__PROBLEM DESCRIPTION__: Wherever "typos" shows up in the records below, copy the whole line.

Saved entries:

PR #443, opened 2025-10-28
PG-1971 Move TdeCluster.pm tests into this repo

jeltz:
Attempt at reducing the diff in our modified version of PostgreSQL and at the same time being able to more closely follow when some behavior changes in pg_tde making it less work to match pg_tde commit with the right PSP version.

### DIFF
--- a/ci_scripts/perl/PostgreSQL/Test/TdeCluster.pm
+++ b/ci_scripts/perl/PostgreSQL/Test/TdeCluster.pm
@@ -5,6 +5,7 @@ use parent 'PostgreSQL::Test::Cluster';
 use strict;
 use warnings FATAL => 'all';
 
+use Cwd 'abs_path';
 use List::Util                      ();
 use PostgreSQL::Test::RecursiveCopy ();
 use PostgreSQL::Test::Utils         ();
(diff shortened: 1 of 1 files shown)


ci_scripts/perl/PostgreSQL/Test/TdeCluster.pm
```diff
@@ -0,0 +1,339 @@
...
+sub _tde_generate_pg_tde_dir
+{
+	my ($self, $extra) = @_;
+	my $temp_dir = PostgreSQL::Test::Utils::tempdir();
+
+	PostgreSQL::Test::Utils::system_log(
+		'initdb',
+		'-D' => $temp_dir,
+		'--set' => 'shared_preload_libraries=pg_tde',
+		'--set' => 'io_method=sync',
```
AndersAstrand: Will this work with pg17 or do we need to add if majorversion et.c. here?

jeltz: Yes, I had planned to ad an if statement but it worked even without it in the CI. I expected it to fail but apparently there is no error on unknown config params. I should research it further but I tried with a total nonsense one.

jeltz: If true that PostgreSQL ignores typos in params I will be a a bit sad.

jeltz: Fixed.

jeltz:
Fixed typos plus changed from "now" to "instead".

PR #445, opened 2025-10-28
Run sanitizers against PostgreSQL 18 instead of 17

jeltz:
Maybe we want to do a full matrix but for now let's at least run against the latest PostgreSQL version.


jeltz:
Yeah, the reason this is a draft is because I wanted to run the sanitizers and see what failed. Not sure if I will continue this work right now so @artemgavrilov if you want to continue this work feel free to do so.

PR #448, opened 2025-10-30
PG-1946 - Create TDE impact topic

Andriciuc:
moved from old repo

### DIFF
--- a/documentation/docs/index/what-tde-impacts.md
+++ b/documentation/docs/index/what-tde-impacts.md
@@ -6,7 +6,7 @@ This page summarizes how `pg_tde` interacts with core PostgreSQL operations.
 |------|-----------|-----------------|
 | **Backups** | ❌ Yes | Encrypted backups require `pg_tde`-aware tools. See [Backup with WAL encryption](../how-to/backup-wal-enabled.md). |
 | **Restore** | ❌ Yes | Restored data remains encrypted; `pg_tde` transparently handles decryption. See [Restore encrypted backups](../how-to/restore-backups.md). |
-| **Streaming replication** | ⚠️ Partial | Replication requires `pg_tde` on replicas. |
+| **Streaming replication** | ⚠️ Partial | Replicas must load the `pg_tde` shared library (shared_preload_libraries = 'pg_tde'). Without it, the replica will fail on operations involving `tde_heap`. |
 | **Logical replication** | ✅ No | Not affected. |
 | **Monitoring and statistics** | ✅ No | Not affected, including `pg_stat_monitor`. |
 | **Performance** | ⚠️ Slight | Minor CPU overhead due to enabling encryption, most noticeable on random write workloads. |


documentation/docs/index/what-tde-impacts.md
```diff
@@ -0,0 +1,16 @@
+# Impact of pg_tde on database operations
+
+This page summarizes how `pg_tde` interacts with core PostgreSQL operations.
+
+| Area | Affected | Notes / Actions |
+|------|-----------|-----------------|
+| **Backups** | ✅ Yes | Encrypted backups require `pg_tde`-aware tools. See [Backup with WAL encryption](../how-to/backup-wal-enabled.md). |
+| **Restore** | ✅ Yes | Restored data remains encrypted; `pg_tde` transparently handles decryption. See [Restore encrypted backups](../how-to/restore-backups.md). |
+| **Streaming replication** | ⚠️ Partial | Replication requires `pg_tde` on replicas. If keys are local, they must be manually copied; shared KMS works automatically. |
```
jeltz: Should we really talk about copying the file keys here? Isn't the real summary that both servers need to be able to access the keys/KMS?

documentation/docs/index/what-tde-impacts.md
```diff
@@ -0,0 +1,16 @@
...
+| **Logical replication** | ? | ? |
+| **Monitoring and statistics** | ? | how will `pg_stat_monitor` be affected? |
```
jeltz: Not at all.

documentation/docs/index/what-tde-impacts.md
```diff
@@ -0,0 +1,16 @@
+# Impact of pg_tde on database operations
+
+This page summarizes how `pg_tde` interacts with core PostgreSQL operations.
+
+| Area | Affected | Notes / Actions |
+|------|-----------|-----------------|
+| **Backups** | ✅ Yes | Encrypted backups require `pg_tde`-aware tools. See [Backup with WAL encryption](../how-to/backup-wal-enabled.md). |
+| **Restore** | ✅ Yes | Restored data remains encrypted; `pg_tde` transparently handles decryption. See [Restore encrypted backups](../how-to/restore-backups.md). |
+| **Streaming replication** | ⚠️ Partial | Replication requires `pg_tde` on replicas. If keys are local, they must be manually copied; shared KMS works automatically. |
+| **Logical replication** | ? | ? |
```
jeltz: Not affected at all other than `pg_createsubscriber`.

documentation/docs/index/what-tde-impacts.md
```diff
@@ -0,0 +1,16 @@
...
+| **Monitoring and statistics** | ? | how will `pg_stat_monitor` be affected? |
+| **Extensions** | ? | ? |
```
jeltz: Yes, they can be affected.

documentation/docs/index/what-tde-impacts.md
```diff
@@ -0,0 +1,16 @@
...
+| **Maintenance operations** | ? | ? |
```
jeltz: Quite vague.

documentation/docs/index/what-tde-impacts.md
```diff
@@ -0,0 +1,16 @@
...
+| **Upgrades and migrations** | ? | ? |
```
jeltz: Two separate unrelated things.

documentation/docs/index/what-tde-impacts.md
```diff
@@ -0,0 +1,16 @@
...
+| **Performance** | ⚠️ Slight | Minor CPU overhead due to enabling encryption. |
```
jeltz: Should we mention that it happens primarily on random writes?

documentation/mkdocs.yml
```diff
@@ -180,7 +181,7 @@ nav:
       - "Fortanix configuration": global-key-provider-configuration/kmip-fortanix.md  
       - "Vault configuration": global-key-provider-configuration/vault.md
       - "Thales configuration": global-key-provider-configuration/kmip-thales.md
-      - "Using OpenBao as a key provider": global-key-provider-configuration/openbao.md
+      - "Using OpenBao as a key provider": global-key-provider-configuration/kmip-openbao.md
```
jeltz: Seems like you accidentally changed this line.

documentation/docs/index/what-tde-impacts.md
Andriciuc: We must remember to reiterate information as much as possible to the users, if it is truly unnecessary I will remove it, but if the case is that it repeats, we'd better keep it.

documentation/docs/index/what-tde-impacts.md
Andriciuc: Hmm, I updated to: ⚠️ Partial | pg_createsubscriber is affected. (by which means? a small blurb how it is affected)

documentation/docs/index/what-tde-impacts.md
Andriciuc: Updated to: ❌ No | `pg_stat_monitor` is not affected. |

documentation/docs/index/what-tde-impacts.md
Andriciuc: Should we recommend the users to refer to our experts page/contact us/support? Do we have any recommendations for them to follow?

documentation/docs/index/what-tde-impacts.md
Andriciuc: Hm, true. I can remove it if it is okay with you.

documentation/docs/index/what-tde-impacts.md
Andriciuc: For sure! I have added this info.

documentation/docs/index/what-tde-impacts.md
Andriciuc: Thank you for that! I split them in two separate categories.

documentation/mkdocs.yml
Andriciuc: Thank you! Fixed!

documentation/docs/index/what-tde-impacts.md
jeltz: I think reiterating it here will encourage people to use it in cases they should not.

documentation/docs/index/what-tde-impacts.md
jeltz: Yeah, remove it.

documentation/docs/index/what-tde-impacts.md
jeltz: That is a good question. We need to properly investigate that but presumably the other server needs to access to KMS and have pg_tde isntalled.

documentation/docs/index/what-tde-impacts.md
jeltz: No, we need to document this properly.

documentation/docs/index/what-tde-impacts.md
Andriciuc: Hm this is also true! Then I will just leave: Replication requires `pg_tde` on replicas.

So it is straightforward.

documentation/docs/index/what-tde-impacts.md
Andriciuc: I will then keep it as it is, a partial answer is still an answer! We can update it as investigations are done in the future.

documentation/docs/index/what-tde-impacts.md
Andriciuc: Done, thank you!

documentation/docs/index/what-tde-impacts.md
Andriciuc: Decided to remove this for now.

documentation/docs/index/what-tde-impacts.md
```diff
@@ -0,0 +1,13 @@
...
+
+| Area | Affected | Notes / Actions |
+|------|-----------|-----------------|
+| **Backups** | ❌ Yes | Encrypted backups require `pg_tde`-aware tools. See [Backup with WAL encryption](../how-to/backup-wal-enabled.md). |
+| **Restore** | ❌ Yes | Restored data remains encrypted; `pg_tde` transparently handles decryption. See [Restore encrypted backups](../how-to/restore-backups.md). |
+| **Streaming replication** | ⚠️ Partial | Replication requires `pg_tde` on replicas. |
+| **Logical replication** | ✅ No | Not affected. |
+| **Monitoring and statistics** | ✅ No | Not affected, including `pg_stat_monitor`. |
+| **Performance** | ⚠️ Slight | Minor CPU overhead due to enabling encryption, most noticeable on random write workloads. |
+| **Configuration management** | ❌ Yes | `pg_tde.conf` parameters affect key handling and WAL encryption. |
```
jeltz: I think this line should be removed from the table. It does not add anything.

jeltz: Also `pg_tde.conf` is jsut a name we picked. The file can be called anything or the config could be added to `postgresql.conf` directly.

Andriciuc: Ah I see! Thanks for the clarification, I removed this line.

documentation/docs/index/what-tde-impacts.md
```diff
@@ -0,0 +1,12 @@
+# Impact of pg_tde on database operations
+
+This page summarizes how `pg_tde` interacts with core PostgreSQL operations.
+
+| Area | Affected | Notes / Actions |
+|------|-----------|-----------------|
+| **Backups** | ❌ Yes | Encrypted backups require `pg_tde`-aware tools. See [Backup with WAL encryption](../how-to/backup-wal-enabled.md). |
+| **Restore** | ❌ Yes | Restored data remains encrypted; `pg_tde` transparently handles decryption. See [Restore encrypted backups](../how-to/restore-backups.md). |
+| **Streaming replication** | ⚠️ Partial | Replication requires `pg_tde` on replicas. |
```
dAdAbird: I've checked, and a replica without `shared_preload_libraries = 'pg_tde'` would crash trying to replicate DROP, CREATE, ALTER statements on `tde_heap` tables due to unknown rmgr (`FATAL:  resource manager with ID 140 not registered`). And it won't be able to read from such a table (all the `tde_heap ` that were on a primary before syncing up a new replica). 
So all that is needed on replicas is to preload a shared lib `pg_tde`. Should we clarify that? Or is it implicit from the "Replication requires `pg_tde` on replicas." statement?

Andriciuc: Nice find! It is extremely important to tell users exactly what will happen, so I have updated this statement to this:

Replicas must load the `pg_tde` shared library (shared_preload_libraries = 'pg_tde'). Without it, the replica will fail on operations involving `tde_heap`.

dAdAbird (approved):

PR #454, opened 2025-11-01
Do not start keyring servers for PSP tests

jeltz:
Since the PSP test suite only uses key files there is no reason to start OpenBao and PyKMIP.


AndersAstrand (approved):
Maybe also exclude from installation, but this is definitely an improvement regardless!

PR #455, opened 2025-11-03
Remove github CODEOWNER for .github/

AndersAstrand:
No single person is responsible for this, it's the whole team's responsibility to ensure CI works as expected.


jeltz (approved):
Unless @artemgavrilov has any opinion to the contrary.

PR #456, opened 2025-11-03
Remove support for manually triggering CI workflows

jeltz:
~These just add noise to the config for not gain.~

New description:  I could not think of any reason we would want to do this and in either case it should either be an option for all or none.


jeltz:
Then maybe we should instead allow all tasks to be triggered manually?

artemgavrilov:
Mmm, I didn't find any reasons for me to trigger these workflows manually. I guess we can drop them, and revert in case we will find a use case for that.

PR #458, opened 2025-11-06
PG-2003 Add Akeyless KMS topic

Andriciuc:
Akeyless is confirmed to work, now it needs documenting.

Added initial file.


documentation/docs/global-key-provider-configuration/kmip-akeyless.md
```diff
@@ -0,0 +1,9 @@
+# Akeyless KMIP server configuration
+
+`pg_tde` is compatible with the Akeyless CipherTrust Manager via the KMIP protocol. For a full setup guide, see [the Thales documentation](https://thalesdocs.com/ctp/cm/2.19/reference/kmip-ref/index.html?).
```
dutow: why do we link the thales docs for akeyless?

Andriciuc: @dutow The initial draft will be based on the thales doc as a skeleton version to build up content, please ignore it for the moment as it is still in a draft state. 

Thank you!

PR #459, opened 2025-11-06
PG-2001 Stop using OpenSSL functions deprecated in 1.1.0

AndersAstrand:
PostgreSQL 18 now requires OpenSSL 1.1.1 or newer, and all our supported platforms has atleast this version or newer. Since PostgreSQL now requires a newer OpenSSL, these deprecated functions are not available by default.


jeltz (approved):
Looks good but should likely be merged into main since we for now just have the release branch as an alias for main.

PR #460, opened 2025-11-10
PG-2007 Implement AIO support

jeltz:
The main challenge with adding support for AIO was how to make sure the process completing the issued IO has access to the key to decrypt the buffer read from disk. Especially since AIO callbacks are ran in a critical section which makes things like caching keys read from disk hard to do.
    
The solution in this commit is to follow the pattern of `pgaio_ctl->io_handles` and store the decryption keys in fixed size array in shared memory with space reserved for one key per IO handle. This may seem wasteful but it matches what the AIO subsystem does so it is easy to explain and reason about. The backend issuing IO simply sets the decryption key at the same index in the array as the ID of the IO handle.
    
We do not do anything special for temporary tables despite it being  possible to do the decryption in the issuing backend rather than the completing backend. It is not obvious to me which option would be best and this solution is slightly less code.

Additionally we turn on `io_method = worker` in the tests (the default) and enabled the `io_uring` tests.

### DIFF
--- a/ci_scripts/build-and-install-psp.sh
+++ b/ci_scripts/build-and-install-psp.sh
@@ -43,8 +43,16 @@ case "$1" in
 esac
 
 cd "$PSP_DIR"
-./configure --prefix="$INSTALL_DIR" --enable-debug --enable-tap-tests $ARGS
+
+./configure \
+   --prefix="$INSTALL_DIR" \
+   --enable-debug \
+   --enable-tap-tests \
+   --with-liburing \
+   $ARGS
+
 make install-world -j -s
+
 if [ "$INSTALL_INJECTION_POINTS" = 1 ]; then
     # Injection points extension is not built by default
     make install -j -s -C src/test/modules/injection_points
--- a/ci_scripts/ubuntu-deps.sh
+++ b/ci_scripts/ubuntu-deps.sh
@@ -21,6 +21,7 @@ DEPS=(
     libselinux1-dev
     libssl-dev
     libsystemd-dev
+    liburing-dev
     libxml2-dev
     libxml2-utils
     libxslt1-dev


src/smgr/pg_tde_smgr.c
```diff
@@ -433,7 +434,28 @@ tde_mdopen(SMgrRelation reln)
...
+#include "miscadmin.h"
+#include "storage/aio_subsys.h"
+#include "storage/proc.h"
+
+Size
+TDESmgrShmemSize(void)
+{
+	/* TODO */
+	AioShmemSize();
+	return mul_size(MaxBackends + NUM_AUXILIARY_PROCS, mul_size(io_max_concurrency, sizeof(InternalKey)));
```
dutow: wouldn't it be easier to use `io_handle_count`? It should be the same, but it's already calculated.

jeltz: I don't think it is calculated yet when we reach this point of the but I would double check.

jeltz: Tested it and it was indeed not initialized.

src/smgr/pg_tde_smgr.c
```diff
@@ -433,7 +437,44 @@ tde_mdopen(SMgrRelation reln)
...
 #if PG_VERSION_NUM >= 180000
 
-static TDESMgrRelation *aio_tdereln = NULL;
+/*
+ * Area in shared memory which has the capacity to store one InternalKey per
+ * IO handle in pgaio_ctl->io_handles.
+ *
+ * This way we can still have the backend which issues the IO handle fetching,
+ * decrypting and caching relation keys while the process completing the IO
+ * just looks uses the key associated with the handle ID, i.e. the position in
```
dutow: just looks uses ?

src/smgr/pg_tde_smgr.c
```diff
@@ -433,7 +437,44 @@ tde_mdopen(SMgrRelation reln)
 
 #if PG_VERSION_NUM >= 180000
 
-static TDESMgrRelation *aio_tdereln = NULL;
+/*
+ * Area in shared memory which has the capacity to store one InternalKey per
+ * IO handle in pgaio_ctl->io_handles.
```
dutow: this seems a bit confusing, "in pgaio_ctl->io_handles." could also mean that we are storing internal keys there.

src/smgr/pg_tde_smgr.c
jeltz: Seems like I changed my mind of what the sentence should be mid setence. Will fix.

src/smgr/pg_tde_smgr.c
jeltz: Hmm, I see your point. Will see if I can find a better wording.

jeltz: Fixed!

src/smgr/pg_tde_smgr.c
jeltz: Rewrote that part entirely. It was a mess.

__WRITTEN REPLY__:
jeltz: If true that PostgreSQL ignores typos in params I will be a a bit sad.
Fixed typos plus changed from "now" to "instead".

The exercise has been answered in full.